• Input:
=-=-=
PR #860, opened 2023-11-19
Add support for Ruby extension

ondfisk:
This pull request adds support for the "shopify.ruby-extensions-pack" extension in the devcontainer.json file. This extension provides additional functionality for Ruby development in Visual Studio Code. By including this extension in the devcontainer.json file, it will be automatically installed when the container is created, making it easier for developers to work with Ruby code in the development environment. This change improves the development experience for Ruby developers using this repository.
=-=-=
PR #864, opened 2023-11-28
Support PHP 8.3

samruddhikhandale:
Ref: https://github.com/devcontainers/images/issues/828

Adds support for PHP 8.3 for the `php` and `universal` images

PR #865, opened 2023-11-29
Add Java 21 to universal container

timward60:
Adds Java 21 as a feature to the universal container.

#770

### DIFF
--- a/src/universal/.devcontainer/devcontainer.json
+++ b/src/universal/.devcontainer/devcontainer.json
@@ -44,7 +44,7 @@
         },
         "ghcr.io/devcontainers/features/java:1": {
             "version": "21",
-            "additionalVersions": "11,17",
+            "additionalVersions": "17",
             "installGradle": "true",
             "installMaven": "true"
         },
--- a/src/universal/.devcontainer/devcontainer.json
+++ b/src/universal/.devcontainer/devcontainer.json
=-=-=
• Task prompt:
Take the records above and return, word for word, only the lines that fall from the line with "Add support for Ruby extension" to the line with "This pull request", both of them included.

• Solution to this task:
Add support for Ruby extension

ondfisk:
This pull request adds support for the "shopify.ruby-extensions-pack" extension in the devcontainer.json file. This extension provides additional functionality for Ruby development in Visual Studio Code. By including this extension in the devcontainer.json file, it will be automatically installed when the container is created, making it easier for developers to work with Ruby code in the development environment. This change improves the development experience for Ruby developers using this repository.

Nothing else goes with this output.